Stored items from a collection
• • • • •
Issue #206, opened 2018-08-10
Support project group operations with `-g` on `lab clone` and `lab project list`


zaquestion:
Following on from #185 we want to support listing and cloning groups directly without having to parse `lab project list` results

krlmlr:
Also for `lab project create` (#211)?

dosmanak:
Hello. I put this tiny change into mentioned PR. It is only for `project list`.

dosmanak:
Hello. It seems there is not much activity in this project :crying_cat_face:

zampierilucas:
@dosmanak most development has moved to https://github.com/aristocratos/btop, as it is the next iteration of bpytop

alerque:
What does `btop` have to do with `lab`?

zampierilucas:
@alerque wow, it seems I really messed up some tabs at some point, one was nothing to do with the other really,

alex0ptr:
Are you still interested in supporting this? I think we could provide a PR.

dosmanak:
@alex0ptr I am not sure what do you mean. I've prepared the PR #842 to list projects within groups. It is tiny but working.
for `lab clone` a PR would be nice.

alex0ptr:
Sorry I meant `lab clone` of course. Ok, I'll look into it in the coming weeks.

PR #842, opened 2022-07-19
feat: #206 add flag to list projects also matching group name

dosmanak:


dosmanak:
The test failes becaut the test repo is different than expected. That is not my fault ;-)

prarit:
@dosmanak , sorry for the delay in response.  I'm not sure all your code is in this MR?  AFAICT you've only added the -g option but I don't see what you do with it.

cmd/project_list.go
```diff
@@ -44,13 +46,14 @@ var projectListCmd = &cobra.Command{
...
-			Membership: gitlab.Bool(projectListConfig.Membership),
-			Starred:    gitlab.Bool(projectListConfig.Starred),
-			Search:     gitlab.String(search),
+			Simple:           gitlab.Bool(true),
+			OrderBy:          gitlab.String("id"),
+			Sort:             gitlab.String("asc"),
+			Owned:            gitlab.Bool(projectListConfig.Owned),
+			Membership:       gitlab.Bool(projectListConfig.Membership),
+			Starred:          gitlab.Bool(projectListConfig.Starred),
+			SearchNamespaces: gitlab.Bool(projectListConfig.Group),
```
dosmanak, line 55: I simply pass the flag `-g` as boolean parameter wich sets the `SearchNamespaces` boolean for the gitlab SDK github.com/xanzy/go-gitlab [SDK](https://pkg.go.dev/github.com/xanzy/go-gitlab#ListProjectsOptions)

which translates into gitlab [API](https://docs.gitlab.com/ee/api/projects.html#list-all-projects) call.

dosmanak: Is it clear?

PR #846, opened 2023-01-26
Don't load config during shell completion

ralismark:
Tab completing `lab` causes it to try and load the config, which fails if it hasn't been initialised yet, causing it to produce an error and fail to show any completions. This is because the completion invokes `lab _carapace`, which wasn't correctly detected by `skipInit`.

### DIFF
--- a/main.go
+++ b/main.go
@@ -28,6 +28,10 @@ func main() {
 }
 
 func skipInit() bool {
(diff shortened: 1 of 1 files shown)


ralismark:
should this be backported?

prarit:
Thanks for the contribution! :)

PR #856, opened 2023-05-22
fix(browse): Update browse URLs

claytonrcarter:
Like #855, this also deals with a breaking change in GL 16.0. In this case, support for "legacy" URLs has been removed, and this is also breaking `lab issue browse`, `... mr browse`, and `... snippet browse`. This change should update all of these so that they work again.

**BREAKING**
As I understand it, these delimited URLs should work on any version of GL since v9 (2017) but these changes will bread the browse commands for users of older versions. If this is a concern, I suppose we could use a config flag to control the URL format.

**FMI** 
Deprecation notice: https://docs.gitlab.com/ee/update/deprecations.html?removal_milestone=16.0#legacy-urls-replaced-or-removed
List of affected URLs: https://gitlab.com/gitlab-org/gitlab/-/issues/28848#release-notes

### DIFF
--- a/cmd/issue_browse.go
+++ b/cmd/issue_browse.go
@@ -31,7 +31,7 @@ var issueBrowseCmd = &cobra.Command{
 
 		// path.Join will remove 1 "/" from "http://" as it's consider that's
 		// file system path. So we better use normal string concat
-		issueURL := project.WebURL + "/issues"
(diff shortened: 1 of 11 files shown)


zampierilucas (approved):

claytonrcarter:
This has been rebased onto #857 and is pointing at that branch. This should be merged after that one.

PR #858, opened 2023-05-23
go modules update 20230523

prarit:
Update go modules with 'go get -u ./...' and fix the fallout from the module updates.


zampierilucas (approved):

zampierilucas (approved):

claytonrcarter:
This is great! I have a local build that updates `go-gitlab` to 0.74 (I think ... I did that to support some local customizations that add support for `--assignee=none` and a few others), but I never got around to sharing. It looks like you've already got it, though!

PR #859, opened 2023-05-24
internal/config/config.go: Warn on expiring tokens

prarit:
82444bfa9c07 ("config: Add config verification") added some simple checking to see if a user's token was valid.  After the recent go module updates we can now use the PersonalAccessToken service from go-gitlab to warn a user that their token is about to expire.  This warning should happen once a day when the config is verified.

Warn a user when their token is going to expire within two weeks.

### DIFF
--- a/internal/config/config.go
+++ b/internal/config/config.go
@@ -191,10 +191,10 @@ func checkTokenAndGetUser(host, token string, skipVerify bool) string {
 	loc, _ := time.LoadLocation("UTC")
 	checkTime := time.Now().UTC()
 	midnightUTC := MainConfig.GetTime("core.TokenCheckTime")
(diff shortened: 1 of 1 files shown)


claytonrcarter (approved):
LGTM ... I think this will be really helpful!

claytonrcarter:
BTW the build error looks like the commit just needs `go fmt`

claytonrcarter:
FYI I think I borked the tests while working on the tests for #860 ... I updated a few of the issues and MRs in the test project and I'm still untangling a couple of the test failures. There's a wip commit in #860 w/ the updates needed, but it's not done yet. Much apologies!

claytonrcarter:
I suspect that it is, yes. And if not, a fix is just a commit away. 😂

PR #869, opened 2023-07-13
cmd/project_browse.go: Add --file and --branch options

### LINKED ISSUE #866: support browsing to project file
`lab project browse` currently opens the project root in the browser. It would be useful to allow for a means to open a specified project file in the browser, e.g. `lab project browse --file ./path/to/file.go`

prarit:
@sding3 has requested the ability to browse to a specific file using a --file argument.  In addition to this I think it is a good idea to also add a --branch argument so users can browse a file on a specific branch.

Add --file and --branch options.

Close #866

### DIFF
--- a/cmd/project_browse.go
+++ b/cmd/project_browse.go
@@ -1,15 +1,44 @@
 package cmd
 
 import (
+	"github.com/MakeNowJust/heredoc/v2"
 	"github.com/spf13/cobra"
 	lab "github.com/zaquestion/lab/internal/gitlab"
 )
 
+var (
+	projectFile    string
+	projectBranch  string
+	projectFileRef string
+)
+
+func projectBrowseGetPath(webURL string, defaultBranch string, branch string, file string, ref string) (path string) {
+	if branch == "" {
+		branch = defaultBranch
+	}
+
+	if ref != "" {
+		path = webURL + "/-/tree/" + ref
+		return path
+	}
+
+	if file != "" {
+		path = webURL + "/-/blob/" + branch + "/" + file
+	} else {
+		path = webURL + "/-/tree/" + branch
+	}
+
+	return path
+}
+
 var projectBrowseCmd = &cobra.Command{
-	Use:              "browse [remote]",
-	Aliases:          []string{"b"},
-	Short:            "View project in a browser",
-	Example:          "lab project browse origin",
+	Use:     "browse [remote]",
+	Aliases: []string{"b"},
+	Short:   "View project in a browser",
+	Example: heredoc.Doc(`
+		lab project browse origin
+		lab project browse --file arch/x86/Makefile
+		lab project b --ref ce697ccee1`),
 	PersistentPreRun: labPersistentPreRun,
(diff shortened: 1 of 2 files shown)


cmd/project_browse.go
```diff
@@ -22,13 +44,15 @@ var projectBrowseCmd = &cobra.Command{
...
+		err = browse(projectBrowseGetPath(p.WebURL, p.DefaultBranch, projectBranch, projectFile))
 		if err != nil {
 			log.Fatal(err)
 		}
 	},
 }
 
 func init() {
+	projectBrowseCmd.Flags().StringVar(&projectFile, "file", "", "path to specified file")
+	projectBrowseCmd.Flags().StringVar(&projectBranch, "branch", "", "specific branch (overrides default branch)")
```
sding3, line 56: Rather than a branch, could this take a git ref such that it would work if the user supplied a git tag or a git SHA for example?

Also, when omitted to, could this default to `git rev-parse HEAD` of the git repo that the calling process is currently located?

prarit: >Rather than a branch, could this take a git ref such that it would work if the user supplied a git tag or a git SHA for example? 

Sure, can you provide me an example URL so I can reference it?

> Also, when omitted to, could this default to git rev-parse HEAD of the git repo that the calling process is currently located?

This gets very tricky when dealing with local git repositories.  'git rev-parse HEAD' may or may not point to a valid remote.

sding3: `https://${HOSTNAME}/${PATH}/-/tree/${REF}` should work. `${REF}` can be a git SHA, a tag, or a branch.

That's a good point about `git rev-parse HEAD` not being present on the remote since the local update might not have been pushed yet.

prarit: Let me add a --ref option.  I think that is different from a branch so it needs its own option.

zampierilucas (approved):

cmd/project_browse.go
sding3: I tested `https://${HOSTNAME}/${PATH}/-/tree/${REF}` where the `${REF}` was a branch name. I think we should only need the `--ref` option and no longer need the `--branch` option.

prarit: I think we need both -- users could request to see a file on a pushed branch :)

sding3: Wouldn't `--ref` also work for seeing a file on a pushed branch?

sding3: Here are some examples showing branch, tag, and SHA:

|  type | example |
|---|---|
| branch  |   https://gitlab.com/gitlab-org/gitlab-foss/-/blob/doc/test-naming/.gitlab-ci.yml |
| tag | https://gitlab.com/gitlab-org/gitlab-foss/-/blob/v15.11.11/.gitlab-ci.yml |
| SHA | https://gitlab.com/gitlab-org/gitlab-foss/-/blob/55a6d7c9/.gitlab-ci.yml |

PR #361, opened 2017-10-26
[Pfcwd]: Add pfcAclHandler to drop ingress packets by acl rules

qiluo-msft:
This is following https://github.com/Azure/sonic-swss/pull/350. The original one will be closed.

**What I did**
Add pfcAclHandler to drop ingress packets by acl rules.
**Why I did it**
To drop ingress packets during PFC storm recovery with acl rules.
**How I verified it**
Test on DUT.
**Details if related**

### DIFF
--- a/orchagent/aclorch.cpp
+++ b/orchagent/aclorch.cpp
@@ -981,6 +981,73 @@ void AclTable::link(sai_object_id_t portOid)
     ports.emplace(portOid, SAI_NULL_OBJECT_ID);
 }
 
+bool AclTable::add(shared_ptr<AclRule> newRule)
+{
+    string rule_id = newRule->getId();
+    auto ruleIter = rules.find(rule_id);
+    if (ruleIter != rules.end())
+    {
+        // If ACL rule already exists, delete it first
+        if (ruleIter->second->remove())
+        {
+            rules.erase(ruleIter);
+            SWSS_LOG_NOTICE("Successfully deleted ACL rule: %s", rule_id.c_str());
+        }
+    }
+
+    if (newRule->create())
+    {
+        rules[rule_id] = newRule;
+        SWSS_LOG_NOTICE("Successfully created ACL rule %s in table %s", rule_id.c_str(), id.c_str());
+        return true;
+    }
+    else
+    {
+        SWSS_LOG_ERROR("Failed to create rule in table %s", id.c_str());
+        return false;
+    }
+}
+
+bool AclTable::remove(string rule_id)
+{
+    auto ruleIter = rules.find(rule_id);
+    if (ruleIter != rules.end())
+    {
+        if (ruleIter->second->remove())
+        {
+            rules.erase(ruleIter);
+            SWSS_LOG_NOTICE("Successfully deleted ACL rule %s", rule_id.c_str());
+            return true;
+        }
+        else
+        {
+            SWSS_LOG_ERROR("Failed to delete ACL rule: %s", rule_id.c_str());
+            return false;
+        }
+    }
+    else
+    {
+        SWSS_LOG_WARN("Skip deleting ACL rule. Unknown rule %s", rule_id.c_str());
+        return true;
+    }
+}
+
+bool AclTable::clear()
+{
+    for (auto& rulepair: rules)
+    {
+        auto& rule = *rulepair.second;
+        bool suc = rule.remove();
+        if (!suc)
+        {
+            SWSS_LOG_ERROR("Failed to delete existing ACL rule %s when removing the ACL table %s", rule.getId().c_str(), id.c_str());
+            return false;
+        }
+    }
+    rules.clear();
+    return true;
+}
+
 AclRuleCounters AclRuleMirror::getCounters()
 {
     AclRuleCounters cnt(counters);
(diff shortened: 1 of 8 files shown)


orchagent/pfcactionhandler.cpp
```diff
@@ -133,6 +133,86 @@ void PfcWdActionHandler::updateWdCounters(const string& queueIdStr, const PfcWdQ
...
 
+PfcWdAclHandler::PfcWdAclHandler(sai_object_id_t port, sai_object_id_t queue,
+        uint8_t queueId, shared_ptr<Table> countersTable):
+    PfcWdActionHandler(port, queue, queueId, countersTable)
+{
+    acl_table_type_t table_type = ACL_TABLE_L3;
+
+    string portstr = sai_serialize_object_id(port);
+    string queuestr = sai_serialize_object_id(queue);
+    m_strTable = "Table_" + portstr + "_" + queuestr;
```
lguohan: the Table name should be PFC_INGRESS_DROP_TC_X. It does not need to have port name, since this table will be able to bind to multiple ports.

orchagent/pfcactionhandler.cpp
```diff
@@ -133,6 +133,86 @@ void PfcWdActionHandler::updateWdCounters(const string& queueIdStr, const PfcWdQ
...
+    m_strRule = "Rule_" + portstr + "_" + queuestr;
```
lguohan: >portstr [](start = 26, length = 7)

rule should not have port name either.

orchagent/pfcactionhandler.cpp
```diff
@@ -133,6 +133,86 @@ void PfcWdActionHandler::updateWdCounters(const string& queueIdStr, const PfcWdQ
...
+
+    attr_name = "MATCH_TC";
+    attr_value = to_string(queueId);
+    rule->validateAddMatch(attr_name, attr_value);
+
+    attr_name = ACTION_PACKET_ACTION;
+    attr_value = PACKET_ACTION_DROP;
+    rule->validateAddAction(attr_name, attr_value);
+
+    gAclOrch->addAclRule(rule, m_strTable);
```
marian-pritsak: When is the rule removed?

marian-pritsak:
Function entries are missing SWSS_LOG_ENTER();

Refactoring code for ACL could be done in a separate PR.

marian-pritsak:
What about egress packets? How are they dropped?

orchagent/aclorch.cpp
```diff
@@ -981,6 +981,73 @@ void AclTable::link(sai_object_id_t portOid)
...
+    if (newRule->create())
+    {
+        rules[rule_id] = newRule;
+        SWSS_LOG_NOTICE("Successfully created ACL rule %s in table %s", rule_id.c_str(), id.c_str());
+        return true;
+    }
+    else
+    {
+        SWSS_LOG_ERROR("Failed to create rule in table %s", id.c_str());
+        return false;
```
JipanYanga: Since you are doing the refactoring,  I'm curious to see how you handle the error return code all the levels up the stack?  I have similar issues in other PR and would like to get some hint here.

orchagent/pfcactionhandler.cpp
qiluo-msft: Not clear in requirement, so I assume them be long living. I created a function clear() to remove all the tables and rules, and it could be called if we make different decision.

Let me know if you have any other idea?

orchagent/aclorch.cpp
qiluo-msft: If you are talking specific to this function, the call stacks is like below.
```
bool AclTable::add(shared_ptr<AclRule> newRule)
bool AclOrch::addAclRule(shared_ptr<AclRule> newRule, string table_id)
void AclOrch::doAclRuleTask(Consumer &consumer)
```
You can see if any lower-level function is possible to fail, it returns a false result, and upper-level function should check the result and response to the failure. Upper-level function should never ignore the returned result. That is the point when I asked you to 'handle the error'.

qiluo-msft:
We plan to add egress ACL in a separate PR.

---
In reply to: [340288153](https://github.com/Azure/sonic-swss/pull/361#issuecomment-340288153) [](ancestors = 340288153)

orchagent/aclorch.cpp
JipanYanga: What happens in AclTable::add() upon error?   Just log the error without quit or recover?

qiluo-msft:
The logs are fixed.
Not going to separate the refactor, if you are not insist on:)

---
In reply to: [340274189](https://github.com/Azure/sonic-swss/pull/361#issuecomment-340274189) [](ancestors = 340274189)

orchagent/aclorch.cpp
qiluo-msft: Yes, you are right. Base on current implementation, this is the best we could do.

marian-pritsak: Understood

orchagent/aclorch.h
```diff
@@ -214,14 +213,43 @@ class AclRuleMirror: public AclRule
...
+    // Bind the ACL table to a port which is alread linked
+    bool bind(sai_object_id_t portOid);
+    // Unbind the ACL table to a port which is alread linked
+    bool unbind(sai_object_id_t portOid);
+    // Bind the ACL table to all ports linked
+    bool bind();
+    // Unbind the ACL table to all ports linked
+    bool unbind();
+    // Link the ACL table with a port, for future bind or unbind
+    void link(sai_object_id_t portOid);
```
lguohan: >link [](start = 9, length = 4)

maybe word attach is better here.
• • • • •
Print exactly the lines above, between the one holding "sding3: I tested" and the one holding "rule_id = newRule->getId();", inclusive, and nothing besides.

== Reply ==
sding3: I tested `https://${HOSTNAME}/${PATH}/-/tree/${REF}` where the `${REF}` was a branch name. I think we should only need the `--ref` option and no longer need the `--branch` option.

prarit: I think we need both -- users could request to see a file on a pushed branch :)

sding3: Wouldn't `--ref` also work for seeing a file on a pushed branch?

sding3: Here are some examples showing branch, tag, and SHA:

|  type | example |
|---|---|
| branch  |   https://gitlab.com/gitlab-org/gitlab-foss/-/blob/doc/test-naming/.gitlab-ci.yml |
| tag | https://gitlab.com/gitlab-org/gitlab-foss/-/blob/v15.11.11/.gitlab-ci.yml |
| SHA | https://gitlab.com/gitlab-org/gitlab-foss/-/blob/55a6d7c9/.gitlab-ci.yml |

PR #361, opened 2017-10-26
[Pfcwd]: Add pfcAclHandler to drop ingress packets by acl rules

qiluo-msft:
This is following https://github.com/Azure/sonic-swss/pull/350. The original one will be closed.

**What I did**
Add pfcAclHandler to drop ingress packets by acl rules.
**Why I did it**
To drop ingress packets during PFC storm recovery with acl rules.
**How I verified it**
Test on DUT.
**Details if related**

### DIFF
--- a/orchagent/aclorch.cpp
+++ b/orchagent/aclorch.cpp
@@ -981,6 +981,73 @@ void AclTable::link(sai_object_id_t portOid)
     ports.emplace(portOid, SAI_NULL_OBJECT_ID);
 }
 
+bool AclTable::add(shared_ptr<AclRule> newRule)
+{
+    string rule_id = newRule->getId();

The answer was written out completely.